Experience has shown that this algorithm, albeit working perfectly for
certain meshes, doesn’t give the results expected for others.
Therefore development of a merging algorithm using advanced topology
information has started and is currently in the early stages of
development.

Mesh Coarsening

The final step in the algorithm is a sucessive mesh coarsening
operation. Mesh coarsening, i. e. a reduction of the number of panels,
is used thereby avoiding or reducing the extensive topological
analysis as well as making the algorithm numerically more robust.

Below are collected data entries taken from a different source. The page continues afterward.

PR #330, opened 2023-04-06
#322 - Login error navbar fix

### LINKED ISSUE #322: auth error page nav bug
The `templates/socialaccount/authentication_error.html` is loaded when trying to do external login from the main login page. However user is not logged into Functionary so the nav doesn't load correctly. This needs to look better.

obr42:
Closes #322 

When attempting to login with a 3rd party account on the main login page and an error is thrown, the resulting error page had a bad looking nav bar (thin blue line, no contents). It now displays just the Logo and horizontal rule below the logo - nav links are still hidden as user was not authenticated.

### DIFF
--- a/functionary/ui/templates/base.html
+++ b/functionary/ui/templates/base.html
@@ -48,16 +48,16 @@
             <div class="row flex-nowrap">
                 <div class="col-auto px-lg-3 px-2 bg-primary shadow">
                     <div class="d-flex flex-column vh-100 sticky-top">
-                        {% if user.is_authenticated %}
-                            <nav class="navbar navbar-dark nav-pills flex-column mb-auto align-items-start">
-                                <a href="{% url 'ui:home' %}" class="navbar-brand">
-                                    <h1 class="mb-0">
-                                        <span class="display-2">F</span>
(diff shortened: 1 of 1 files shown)


functionary/ui/templates/base.html
```diff
@@ -48,16 +48,16 @@
...
-                                <div class="btn-group d-grid d-md-flex w-100">{% include "forms/environment_selector.html" %}</div>
-                                <hr class="w-100 border-white" />
+                        <nav class="navbar navbar-dark nav-pills flex-column mb-auto align-items-start">
+                            <a href="{% url 'ui:home' %}" class="navbar-brand">
+                                <h1 class="mb-0">
+                                    <span class="display-2">F</span>
+                                    <span class="functionary-title fs-4 d-none d-md-inline">unctionary</span>
+                                </h1>
+                            </a>
+                            <div class="btn-group d-grid d-md-flex w-100">{% include "forms/environment_selector.html" %}</div>
```
kvig, line 58: Since the user isn't authenticated, the environment selector isn't needed here. Either move this into the check below  or wrap the template itself in `environment_selector.html` with the `user.is_authenticated` check also.

kvig (changes requested):

kvig (approved):

PR #332, opened 2023-04-07
277 - Handle exceptions on task create.

### LINKED ISSUE #277: Task Creation Error Handling
If an exception is raised during the creation of a Task, the Task is forever stuck "In Progress", rather than being marked as "ERROR" and logging the error.  We should ensure than all possible exceptions are caught and the Task status and log are updated accordingly.

kvig:
This PR adds some exception handling during the task creation process and the `publish_task` phase. Tasks are marked as `Task.ERROR` and a `TaskLog` is generated or appended to. Appending logs should only happen if `publish_task` fails and celery retries the call.

Closes #277 

To test manually, see the description in #277 to create an invalid workflow and try execute it. Verify that no tasks are left in the `IN PROGRESS` state.


functionary/core/utils/tasking.py
```diff
@@ -250,6 +263,22 @@ def start_task(task: Task) -> None:
...
         _start_workflow_task(task)
     else:
-        raise InvalidContentObject(
-            f"Handling for content type {tasked_type_class} is undefined"
+        message = f"Handling for content type {tasked_type_class} is undefined"
+        task_errored(task, message, None)
+        raise InvalidContentObject(message)
+
+
+def task_errored(task, message, error=None):
```
scott-taubman, line 271: name this something more action-y, inline with `start_task` and `publish_task`.

functionary/ui/views/function.py
```diff
@@ -114,14 +112,37 @@ def execute(request: HttpRequest) -> HttpResponse:
...
             status_code = 503
             form.add_error(
                 None,
                 (
-                    "Unable to upload file. Please try again. "
+                    "Unable to upload file, please try again. "
                     "If the problem persists, contact your system administrator."
                 ),
             )
+        except Exception:
```
scott-taubman, line 124: Let's just let this exception bubble up and not handle it.  If we get here it's because we screwed something up.

functionary/core/utils/tasking.py
kvig: done

functionary/ui/views/function.py
```diff
@@ -114,14 +112,37 @@ def execute(request: HttpRequest) -> HttpResponse:
                 ),
             )
         except S3Error:
+            task = None
             status_code = 503
             form.add_error(
                 None,
                 (
-                    "Unable to upload file. Please try again. "
+                    "Unable to upload file, please try again. "
```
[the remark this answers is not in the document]
kvig: Changed it to a semicolon because I didn't like having 3 sentences.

An edge collapse approach collapses an edge to a single point leading
to an area of zero for the triangular elements connected and thereby
eliminating them. The single point is selected so that
boundaries and knuckles are preserved.

Edges to collapse are selected by the following geometric quality
criteria:

  • All triangular elements should be as equilateral as possible.
  • The area ratio of neighboring panels should be close to unity.
  • The area of the panels should be inverse proportional to the
    curvature of the surface.
  • A user defined definition of a source-sink distribution allows for
    local modifications of the element size.

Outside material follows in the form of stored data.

PR #333, opened 2023-04-11
#324 - table sorting work

### LINKED ISSUE #324: Sorting bugs
- [x] Bug: sorting choice is lost when a filter gets applied
- [x] Bug: sort order is wrong on link fields (possibly sorting by uuid rather than name)
- [x] Sort indicators on every column, different indicator on column that is sorted

obr42:
Closes #324 

Fixes bug so applying filter maintains current sort, if any. Fix bug where sort order was incorrect on Scheduled Task functions.


functionary/ui/templates/partials/table_template.html
```diff
@@ -0,0 +1,31 @@
...
+                            <a href="{% querystring table.prefixed_order_by_field=column.order_by_alias.next %}"
+                               title="Click to toggle sort"
+                               class="text-nowrap">
+                                {{ column.header }}
+                                {% if 'asc' in column.attrs.th.as_html %}
+                                    <i class="fa-solid fa-arrow-up-a-z" title="Sorted in ascending order"></i>
+                                {% elif 'desc' in column.attrs.th.as_html %}
+                                    <i class="fa-solid fa-arrow-down-z-a" title="Sorted in descending order"></i>
+                                {% else %}
+                                    <i class="text-muted fa-solid fa-sort"></i>
```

Mesh coarsening is stopped if either a given minimum number of
elements is reached or the mean or minimum quality criteria reaches a
certain level.

Results

Using the simple geometric properties mentioned above a homogeneous
mesh is obtained. User defined source distribution allows for control
of the element distribution and size making work in-extensive adaption
of the mesh structure to computational requirements not captured by
the geometric criteria possible. In the next figure two example meshes for
the test case DTMB 5415 are shown. It can be seen that the complex
geometry of the bow section is meshed properly; the knuckles in the
afterbody are not impaired.

Results

Conclusion

A new approach to mesh generation for use in the field of wave
resistance calculation has been presented. A significant reduction in
time needed for mesh preparation as well as a reliably detection of
geometric inconsistencies like knuckles and borders have been
achieved.

Further research is needed for tests clarifying whether the use of
geometric quality criteria not only leads to visually attractive but
also to meshes for highly accurate predictions.

Bibliography

  • G. Knieling,
    Entwicklung eines Panelgenerierungsverfahrens fuer eine
    Wellenwiderstandsberechnung von Schiffen,
    Master’s thesis, Universitaet Rostock, 2002.
  • B. Cheng and C. Plaue,
    Subdivision schemes for surfaces,
    Technical report, Georgia Institute for Technology, 2002,
  • T. Dey and S. Goswami.
    Tight cocone: a water tight surface reconstructor.
    Technical report, The Ohio State University, 2002.
  • R. Klein,
    Latest advances in multiresolution surface modeling and
    applications to visualization, reconstruction and simulation,
    Technical report, Universitaet Tuebingen, 1998.